### About this task
Restate word for word the entries below, starting with the line with "Thanks to @5ila5" and continuing through the line with "The new source requires". Include both of those lines and no others.

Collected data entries
PR #5157, opened 2025-12-26
Fix date parsing for wyreforestdc

matty:
Looks like some of the dates that are returned don't match the expected, so added additional try for parsing those dates. Tested on my HA and it works.


5ila5:
Thanks for your contribution.

PR #5159, opened 2025-12-26
awb_es_de: Replace requests with cloudscraper for session handling

meilon:
Closes #5027 
Thanks to @5ila5 for the cloudscraper idea, works for me as well!


5ila5:
Thanks for your contribution

PR #5169, opened 2025-12-27
feat(heinz_entsorgung_de): Add new source for redesigned website

tsgoff:
The Heinz-Entsorgung website has been completely redesigned from a WordPress-based ICS download to a Blazor WebAssembly application with encrypted API parameters.

Changes:
- Add new heinz_entsorgung_de source using the JSON API
- Update ICS documentation to mark old method as deprecated
- Add source documentation with instructions for parameter extraction
- Add test file for the new source

The new source requires users to extract an encrypted 'param' value from the website using browser DevTools, as the encryption cannot be reproduced programmatically.


doc/ics/heinz_entsorgung_de.md
5ila5, line 1: This does not work this file is automatically generated from `doc/ics/yaml/heinz_entsorgung_de.yaml` when running update_docu_links.py

5ila5:
Thanks for your contribution

Issue #5173, opened 2025-12-27
[Bug]: Source ALW_WF_DE does not work anymore


knumskull:
### I Have A Problem With:

A specific source

### What's Your Problem

I only see calendar entries up to 31st 2025, although more are available.

### Logs

```Shell
no relevant logs
```

### Relevant Configuration

```YAML
waste_collection_schedule:
  sources:
    - name: alw_wf_de
      args:
        ort: "Sickte"
        strasse: "Am Mühlengraben"
```

### Checklist Source Error

- [x] Use the example parameters for your source (often available in the documentation) (don't forget to restart Home Assistant after changing the configuration)
- [ ] Checked that the website of your service provider is still working
- [ ] Tested my attributes on the service provider website (if possible)
- [x] I have tested with the latest version of the integration (master) (for HACS in the 3 dot menu of the integration click on "Redownload" and choose master as version)

### Checklist Sensor Error

- [x] Checked in the Home Assistant Calendar tab if the event names match the types names (if types argument is used)

### Required

- [x] I have searched past (closed AND opened) issues to see if this bug has already been reported, and it hasn't been.
- [x] I understand that people give their precious time for free, and thus I've done my very best to make this problem as easy as possible to investigate.

sniffulus:
I have the same problem. The website mentions a new app for Android and iOS. I assume that the calendar has also been redesigned.
See: [https://www.alw-wf.de/index.php/abfallkalender](https://www.alw-wf.de/index.php/abfallkalender)

knumskull:
@sniffulus - I've figured it out and creating a pull request right now.
With the new app, ALW switched to use Jumomind provider. So it's possible to configure the service like this.

```
waste_collection_schedule:
  sources:
    - name: jumomind_de
      args:
        service_id: "wol"
        city: "Linden"
        street: "Am Buschkopf"
```

chrkoe:
thanks @knumskull 
I just realized today that they had changed their systems. Glad you checked and worked on it already.

Just for the links -> PR #5174 (for some reasons it doesn't show up correct.)

chrkoe:
@knumskull I applied your changes locally in my custom_components directory but still got errors in the GUI configuration. I figured out that there was still a change missing in sources.json. I forked your changes and also added the last fix. With that I made it working locally.

5ila5:
This is fixed in #5174 

[...]

PR #5174, opened 2025-12-27
fix: switch source to use jumomind (#5173)

knumskull:
ALW Wolfenbüttel changed their backend and using jumomind from 2026 on. They also provided a new app.
I've changed the documentation to reflect all the necessary changes.

It's easy to configure the service with what already exist in the hacs extension.

```
waste_collection_schedule:
  sources:
    - name: jumomind_de
      args:
        service_id: "wol"
        city: "Linden"
        street: "Am Buschkopf"
```


Daedalica:
Thank you!

chrkoe:
fixes #5173

5ila5:
Thanks for your contribution

I added a migration so users (who configured using the GUI, not YAML) should be automatically migrated. This may not work with all cities

Issue #5137, opened 2025-12-23
Provider Städteservice Raunheim-Rüsselsheim (staedteservice_de), Fehler 405 seit ~20. Dezember 2025, URL die du im Log siehst, und dass die Webseite manuell noch funktioniert (ICS-Download möglich).


MLight007:
Provider Städteservice Raunheim-Rüsselsheim (staedteservice_de), Fehler 405 seit ~20. Dezember 2025, URL die du im Log siehst, und dass die Webseite manuell noch funktioniert (ICS-Download möglich).

franky1808:
Unfortunately, I'm having the same problem. I've been using it via HACS until now. But since this morning, it's no longer working.

Unfortunately, it's not possible to set it up as a regular HA device:

“The source returned an invalid response: ”405 Client Error: Method Not Allowed for url: https://portal.staedteservice.de/api/ZeigeAbfallkalender?orteId=2&strassenId=59&fixedYear=2025&hausNr=%278b%27&unixZeitOption=0&dateiName=%27Abfallkalender2025.ics%27.“ Please check the arguments and try again.”

"Die Quelle hat eine ungültige Antwort zurückgegeben: "405 Client Error: Method Not Allowed for url: https://portal.staedteservice.de/api/ZeigeAbfallkalender?orteId=2&strassenId=59&fixedYear=2025&hausNr=%278%27&unixZeitOption=0&dateiName=%27Abfallkalender2025.ics%27". Bitte überprüfe die Argumente und versuche es erneut."

franky1808:
Duplicate #5124

cgomm:
I have added an PR to address this issue: #5176

5ila5:
fixed in #5176 (I know I kind of marked the wrong issues as duplicate)

This will be part of the next release or is available now as master (git) version 

install master/git: Developer tools -> actions -> select `update: Install update` -> click `Coose entity` and select WCS -> select `version` and type `master` in the input field -> run the action -> restart HA
Do not  "update" WCS through HACS until the next release, as pressing the update button performs a "downgrade" to the latest release version

5ila5:
fixed in #5176 (I know I kind of marked the wrong issues as duplicate)

This will be part of the next release or is available now as master (git) version 

install master/git: Developer tools -> actions -> select `update: Install update` -> click `Coose entity` and select WCS -> select `version` and type `master` in the input field -> run the action -> restart HA
[...]

Issue #5124, opened 2025-12-20
[Bug]: Staedteservice Raunheim Rüsselsheim 405 Client Error: Method Not Allowed for url:


jheisel01:
### I Have A Problem With:

The integration in general

### What's Your Problem

Steps I made:
add Hub - Germany - Städteservice Raunheim Rüsselsheim
Error : Die Quelle hat eine ungültige Antwort zurückgegeben: "405 Client Error: Method Not Allowed for url: https://portal.staedteservice.de/api/ZeigeAbfallkalender?orteId=1&strassenId=20&fixedYear=2025&hausNr=%2720%27&unixZeitOption=0&dateiName=%27Abfallkalender2025.ics%27". Bitte überprüfe die Argumente und versuche es erneut.
No further information available, as the source cannot be configured.

![Image](https://github.com/user-attachments/assets/d4560013-e5de-46fd-a3f6-4eb543e2a5a4)

### Source (if relevant)

https://portal.staedteservice.de

### Logs

```Shell
Die Quelle hat eine ungültige Antwort zurückgegeben: "405 Client Error: Method Not Allowed for url: https://portal.staedteservice.de/api/ZeigeAbfallkalender?orteId=1&strassenId=20&fixedYear=2025&hausNr=%2720%27&unixZeitOption=0&dateiName=%27Abfallkalender2025.ics%27". Bitte überprüfe die Argumente und versuche es erneut.
```

### Relevant Configuration

```YAML
Waste Collection Schedule - Version 2.10.0

Home Assistant Core 2025.12.4
Supervisor 2025.12.3
Operating System 16.3
Frontend 20251203.3
```

### Checklist Source Error

- [ ] Use the example parameters for your source (often available in the documentation) (don't forget to restart Home Assistant after changing the configuration)
- [ ] Checked that the website of your service provider is still working
- [ ] Tested my attributes on the service provider website (if possible)
- [x] I have tested with the latest version of the integration (master) (for HACS in the 3 dot menu of the integration click on "Redownload" and choose master as version)

### Checklist Sensor Error

- [ ] Checked in the Home Assistant Calendar tab if the event names match the types names (if types argument is used)

### Required

- [x] I have searched past (closed AND opened) issues to see if this bug has already been reported, and it hasn't been.
- [x] I understand that people give their precious time for free, and thus I've done my very best to make this problem as easy as possible to investigate.

franky1808:
Duplicate #5137

[...]

PR #5176, opened 2025-12-27
fix: Change API call from GET to POST method for Staedteservice

cgomm:
The Staedteservice changed the API spec to require the API to get called via POST on the endpoint ZeigeAbfallkalender.

Testresult via POST:
image

Testresult via GET:
image

The tickets #5124 and #5137 will be addressed by this PR.

---

Changed
* Changed the GET request for `ZeigeAbfallkalender` to POST.

Tested with HA `2025.12.4`


5ila5:
Thanks for your contribution

PR #5195, opened 2025-12-29
Added City of Subiaco, Western Australia as a source.

elSpike:
Created resources for the City of Subiaco in Western Australia based of the information located at https://www.subiaco.wa.gov.au/residents/in-your-home/bins,-recycling-and-waste/waste-area-guide

Files created are:

subiaco_wa_gov_au.py
subiaco_wa_gov_au.md

Updated info and readme using the update_docu_links.py process.

(venv) patrick@neliteist test % ./test_sources.py -s subiaco_wa_gov_au
Testing source subiaco_wa_gov_au ...
  found 114 entries for Area 1 Monday
  found 114 entries for Area 2 Wednesday

--- Excerpt from:
(venv) patrick@neliteist test % ./test_sources.py -s subiaco_wa_gov_au -i -l
Testing source subiaco_wa_gov_au ...
  found 114 entries for Area 1 Monday
    2025-12-01 : FOGO [mdi:leaf]
    2025-12-01 : General Waste [mdi:trash-can]
    2025-12-08 : FOGO [mdi:leaf]
    2025-12-08 : Recycling [mdi:recycle]
    2025-12-15 : FOGO [mdi:leaf]
    2025-12-15 : General Waste [mdi:trash-can]
    2025-12-22 : FOGO [mdi:leaf]
    2025-12-22 : Recycling [mdi:recycle]


5ila5:
I really don't like these "hardcoded" dates sources. I advise using the static source instead. If the reference date seems to stay the same (even across years) I'm fine with adding this.

You should then check for holidays with variable year. 

You could do `rrule` stuff here (`from dateutil import rrule`) but I doubt it helps a lot (especially for the holiday exceptions)

elSpike:
Thanks @5ila5. Unfortunately the council only provides a JPEG image that looks like a fridge magnet with the dates of collection and holidays.

Area-2-Calendar

Until this changes we will have to update the source each time that file is published. Alternatively I can create and host an iCS or static source but it would not be on an official domain, just my own and pretty much the same problem of needing manual editing as the image is published.

Which would you prefer?
Patrick

5ila5:
The problem with these sources, is they need maintenance or report wrong dates.
Do you know if the reference dates stayed the same?

I think this is fine, but I still think you should replace the holidays with a check for day + month (without year).
For Easter, you could use `from dateutil.easter import easter` but I don't know which "Easter holiday" is treated like a holiday.

elSpike:
I've updated based on your recommendation to use dateutil to generate Good Friday (Easter Sunday -2) and removed the years for the fixed New Year and Christmas holidays. I've also added some logic for future years in case the PH lands on a Saturday or Sunday and places it on the following Monday as is the norm here.

Thanks again for the advice!

5ila5:
LGTM,
thanks for your contribution

Issue #4546, opened 2025-08-06
[Bug]: Fetch failed for source Gateshead Council


rathmannm:
### I Have A Problem With:

A specific source

### What's Your Problem

The integration has stopped working for Gateshead council with the following error message:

### Expected output
Thanks to @5ila5 for the cloudscraper idea, works for me as well!


5ila5:
Thanks for your contribution

PR #5169, opened 2025-12-27
feat(heinz_entsorgung_de): Add new source for redesigned website

tsgoff:
The Heinz-Entsorgung website has been completely redesigned from a WordPress-based ICS download to a Blazor WebAssembly application with encrypted API parameters.

Changes:
- Add new heinz_entsorgung_de source using the JSON API
- Update ICS documentation to mark old method as deprecated
- Add source documentation with instructions for parameter extraction
- Add test file for the new source

The new source requires users to extract an encrypted 'param' value from the website using browser DevTools, as the encryption cannot be reproduced programmatically.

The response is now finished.